EXERCISE GOAL:
Find all lines below containing the string "ideas" and return them.

DATA UNDER STUDY START

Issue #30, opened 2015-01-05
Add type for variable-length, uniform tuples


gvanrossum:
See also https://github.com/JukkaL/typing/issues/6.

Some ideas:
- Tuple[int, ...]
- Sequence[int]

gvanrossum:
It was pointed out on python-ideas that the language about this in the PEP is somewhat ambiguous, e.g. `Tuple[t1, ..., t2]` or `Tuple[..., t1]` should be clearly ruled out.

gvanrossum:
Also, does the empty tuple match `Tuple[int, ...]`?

DATA UNDER STUDY END

ANSWER TO THIS TASK:
Some ideas:
It was pointed out on python-ideas that the language about this in the PEP is somewhat ambiguous, e.g. `Tuple[t1, ..., t2]` or `Tuple[..., t1]` should be clearly ruled out.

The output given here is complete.